Truth, Justice, and the American Way (4, Funny)

clickety6 (141178) | more than 4 years ago | (#31243372)

I always liked the way Superman fought for "Truth, Justice, and the American Way" implying that whatever the "American Way" is, it doesn't include Truth and Justice ;-)

Re:Truth, Justice, and the American Way (0)

Anonymous Coward | more than 4 years ago | (#31243604)

Given how costly 'The American Way' has been on the rest of the world, it would appear the author of Superman was being quite insightful indeed.

No discussion of Superman is complete without (0, Offtopic)

wiredog (43288) | more than 4 years ago | (#31243622)

A citation of Man of Steel, Woman of Kleenex [larryniven.org], by Larry Niven.

Assume a mating between Superman and a human woman designated LL for convenience.

Either Superman has gone completely schizo and believes himself to be Clark Kent; or he knows what he's doing, but no longer gives a damn. Thirty-one [now 68+] years is a long time. For Superman it has been even longer. He has X-ray vision; he knows just what he's missing. ...

The problem is this. Electroencephalograms taken of men and women during sexual intercourse show that orgasm resembles "a kind of pleasurable epileptic attack." One loses control over one's muscles.

Superman has been known to leave his fingerprints in steel and in hardened concrete, accidentally. What would he to to the woman in his arms during what amounts to an epileptic fit?

...

Superman would literally crush LL's body in his arms, while simultaneously ripping her open from crotch to sternum, gutting her like a trout.

Lastly, he'd blow off the top of her head.

Ejaculation of semen is entirely involuntary in the human male, and in all other forms of terrestrial life. It would be unreasonable to assume otherwise for a kryptonian. But with kryptonian muscles behind it, Kal-El's semen would emerge with the muzzle velocity of a machine gun bullet. (*One can imagine that the Kent home in Smallville was riddled with holes during Superboy's puberty. And why did Lana Lang never notice that?*)

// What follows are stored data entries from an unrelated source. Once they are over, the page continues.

PR #3050, opened 2026-01-26
[ADS-1] feat: add ad_format to AdTracker events

peterporfy:
### Checklist

### Motivation

This changes gives the possibility to attach ad format data to ad events. For currently unsupported format (or if it is not available) the user can give `other`. This makes it possible to provide another ad information during the creation of AdEvent.

### Description

- added `AdFormat` to represent the options
- an `AdFormat` must be given for each `AdEvent` instance
- adjusted existing unit tests and snapshots

### DIFF
--- a/purchases/src/main/kotlin/com/revenuecat/purchases/common/events/BackendEvent.kt
+++ b/purchases/src/main/kotlin/com/revenuecat/purchases/common/events/BackendEvent.kt
@@ -126,7 +126,6 @@ internal sealed class BackendEvent : Event {
         @SerialName("mediator_name")
         val mediatorName: String,
         @SerialName("ad_format")
-        // support deserializing events before this field
         val adFormat: String? = null,
         val placement: String?,
         @SerialName("ad_unit_id")


purchases/src/main/kotlin/com/revenuecat/purchases/ads/events/types/AdDisplayedData.kt
```diff
@@ -17,6 +18,7 @@ import dev.drewhamilton.poko.Poko
 class AdDisplayedData(
     val networkName: String,
     val mediatorName: AdMediatorName,
+    val adFormat: AdFormat,
```
tonidero, line 21: Just to confirm, this parameter will be mandatory correct? It will mean a breaking change for anyone currently using these APIs, but since it's experimental, I think it's ok if we need to add this.

peterporfy: @tonidero yes, as this API is still experimental I thought we can keep the interface cleaner, as it is low cost yet.

purchases/src/main/kotlin/com/revenuecat/purchases/common/events/BackendEvent.kt
```diff
@@ -125,6 +125,8 @@ internal sealed class BackendEvent : Event {
         val networkName: String,
         @SerialName("mediator_name")
         val mediatorName: String,
+        @SerialName("ad_format")
+        val adFormat: String,
```
skydoves: Small thing: should `adFormat` in `BackendEvent.Ad` be nullable with a default?

Events stored on disk before this update won't have the field, so they'd fail to deserialize on the next flush. Won't crash (handled as null in `EventsFileHelper.mapToEvent()`), but those events would be silently dropped.

peterporfy: That's a good catch, thank you! Even though we are willing to break the experimental API (https://github.com/RevenueCat/purchases-android/pull/3050#discussion_r2728513983), we shouldn't lose data. Fixed and added tests for it.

Comics are a crooked business (3, Interesting)

BenEnglishAtHome (449670) | more than 4 years ago | (#31243778)

Collectible comics, that is.

I was heavy into collecting at one time. I still have my #1s of "The Nam" and whatever reboot cycle Supes was going through at the time.

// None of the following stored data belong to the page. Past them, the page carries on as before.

PR #3052, opened 2026-01-27
[Galaxy Store]: Log warning if Galaxy SDK Version Doesn't Match Expected Version

fire-at-will:
### Description
Logs a warning message if the version of the Samsung IAP SDK isn't the version expected by the RevenueCat SDK. This is helpful since developers will be responsible for providing their own copy of the Samsung IAP SDK.

### DIFF
--- a/feature/galaxy/src/main/kotlin/com/revenuecat/purchases/galaxy/GalaxyBillingWrapper.kt
+++ b/feature/galaxy/src/main/kotlin/com/revenuecat/purchases/galaxy/GalaxyBillingWrapper.kt
@@ -11,7 +11,6 @@ import com.revenuecat.purchases.PurchasesError
 import com.revenuecat.purchases.PurchasesErrorCallback
 import com.revenuecat.purchases.PurchasesErrorCode
 import com.revenuecat.purchases.PurchasesStateProvider
-import com.revenuecat.purchases.api.BuildConfig as PurchasesBuildConfig
 import com.revenuecat.purchases.common.BillingAbstract
 import com.revenuecat.purchases.common.DateProvider
 import com.revenuecat.purchases.common.DefaultDateProvider
@@ -44,10 +43,11 @@ import com.revenuecat.purchases.models.PurchasingData
 import com.revenuecat.purchases.models.StoreTransaction
 import com.revenuecat.purchases.strings.PurchaseStrings
 import com.revenuecat.purchases.strings.RestoreStrings
-import com.samsung.android.sdk.iap.lib.BuildConfig as SamsungBuildConfig
 import com.samsung.android.sdk.iap.lib.constants.HelperDefine
 import com.samsung.android.sdk.iap.lib.helper.IapHelper
 import com.samsung.android.sdk.iap.lib.vo.PurchaseVo
+import com.revenuecat.purchases.api.BuildConfig as PurchasesBuildConfig
+import com.samsung.android.sdk.iap.lib.BuildConfig as SamsungBuildConfig
 
 @OptIn(InternalRevenueCatAPI::class)
 @Suppress("TooManyFunctions", "LongParameterList")


purchases/src/main/kotlin/com/revenuecat/purchases/common/Constants.kt
```diff
@@ -12,4 +12,5 @@ internal object Constants {
 object SharedConstants {
     const val RC_CUSTOMER_CENTER_TAG = "rc-customer-center"
     const val MICRO_MULTIPLIER = 1_000_000.0
+    const val EXPECTED_SAMSUNG_IAP_SDK_VERSION = "6.5.0.001"
```
fire-at-will: The `.001` is a bit unusual, but that's how they define their version numbers in the SDK:

```java
public class HelperConstants {
    public static final String HELPER_VERSION = "6.5.0." + String.format("%03d", 1);
    // ...
}
```

feature/galaxy/src/main/kotlin/com/revenuecat/purchases/galaxy/GalaxyBillingWrapper.kt
```diff
@@ -472,4 +475,16 @@ internal class GalaxyBillingWrapper(
...
         purchasesUpdatedListener?.onPurchasesFailedToUpdate(error)
     }
+
+    private fun logWarningIfUnexpectedSamsungIAPVersionFound() {
+        if (HelperConstants.HELPER_VERSION != SharedConstants.EXPECTED_SAMSUNG_IAP_SDK_VERSION) {
+            log(intent = LogIntent.GALAXY_WARNING) {
+                "Unexpected Samsung IAP SDK version found. Expected " +
+                    "${SharedConstants.EXPECTED_SAMSUNG_IAP_SDK_VERSION}, but found ${HelperConstants.HELPER_VERSION}" +
+                    ". Unexpected behavior related to the Galaxy Store in-app purchases may occur. Please obtain and" +
+                    " include version ${HelperConstants.HELPER_VERSION} of the Samsung IAP SDK from the Samsung's" +
```
skydoves: Do you mean below?

```suggestion
                    " include version ${SharedConstants.EXPECTED_SAMSUNG_IAP_SDK_VERSION} of the Samsung IAP SDK from the Samsung's" +
```

purchases/src/main/kotlin/com/revenuecat/purchases/common/Constants.kt
tonidero: I wonder if we should get this from `BuildConfig` so we can use the `toml` file version directly... Though I see that one doesn't have the `.001` suffix... maybe we can add that? It's super weird though 😓

fire-at-will: I don't think we can add it directly to the `toml` file, because then the Gradle scripts will look for a `samsung-iap-sdk-6.5.0.001.aar` file, and when you download the SDK from Samsung, they don't mention the `.001` anywhere, so I think that that would cause a lot of confusion for developers. That said, I do like the idea of reading the version from the `toml` file so that we only need to bump our version number in one place when we update. Maybe we could compare versions ignoring the `.xxx` version number after the patch version?

fire-at-will: Update: I went and looked back on all 6.X releases of the Samsung IAP, and this value is correct and always uses `.001`, save for two exceptions:
- Version 6.0's `HelperDefine.HELPER_VERSION` is hardcoded to `5.5.5.001`
- Version 6.1's `HelperDefine.HELPER_VERSION` is hardcoded to `6.1.0.004`

That said, all versions since 6.1 (which was released in October of 2020), have all used the format `{SEMVER}.001`.

fire-at-will: Another update: it looks like we can use `com.samsung.android.sdk.iap.lib.BuildConfig.VERSION_NAME`, which never contains a `.xxx` suffix to the build number! 🙌 I'll see if I can wire it up so that we read our expected version number from the `toml` file

fire-at-will: @tonidero Updated! It now:
- Pulls the actual IAP SDK version from `com.samsung.android.sdk.iap.lib.BuildConfig.VERSION_NAME`, which doesn't contain the `.xxx` suffix
- Pulls the expected version number from `com.revenuecat.purchases.api.BuildConfig.SAMSUNG_IAP_SDK_VERSION`, which comes from the `toml` file

feature/galaxy/src/main/kotlin/com/revenuecat/purchases/galaxy/GalaxyBillingWrapper.kt
```diff
@@ -472,4 +473,19 @@ internal class GalaxyBillingWrapper(
     private fun onPurchaseError(error: PurchasesError) {
         purchasesUpdatedListener?.onPurchasesFailedToUpdate(error)
     }
+
+    private fun logWarningIfUnexpectedSamsungIAPVersionFound() {
+        val expectedSamsungIAPSDKVersion = com.revenuecat.purchases.api.BuildConfig.SAMSUNG_IAP_SDK_VERSION
```
tonidero: Hm mcan we do an import for these instead of the fully qualified name?

fire-at-will: Done in 94ca21cb6ab3d170144a1fed13c92c32f58d3f3b 👍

Here's what put me off the whole business: At that time, the business model of collectible comics dealers was based on ripping off little boys. They'd come into shops with their few bucks and dealers would sell them crap by always hinting that "This is gonna be the next TMNT #1! Buy it now! Only a buck over cover!" I've never known any business that bought stock, put it out, stored it away when everyone realized it was crap and didn't sell, then dragged the same crap out of storage a year or two later, slapped on a higher price, and called it a "collectible". That shit is just ridiculous.

What broke the camel's back was when I managed, some time after the fact, to piece together what had happened with the Dark Knight hardcovers. When they were announced, you could prepay something like $75 and reserve a signed copy. There were delays and by the time all the signed copies had shipped, the book had totally blown up. The demand for the signed collectible hard cover was huge, with new stock selling for $300.

Every lousy fucking dealer in Houston that I was able to get info on (except one, A Few Books and Records on the SW side), told every kid who had prepaid for their book that their book never arrived and the order needed to be canceled. They refunded the $75. Some of them didn't wait a week before they stuck that kid's book in the display case with a huge price tag on it.

With just one exception, every comics dealer I've ever known has been a scumbag.

so, slashdot (1)

nimbius (983462) | more than 4 years ago | (#31243962)

has anyone read this one yet? Ive only watched the movie, so i thought buying issue #1 would be a good way to figure out more about super-mans. is there more than one? why is his underwear on the outside?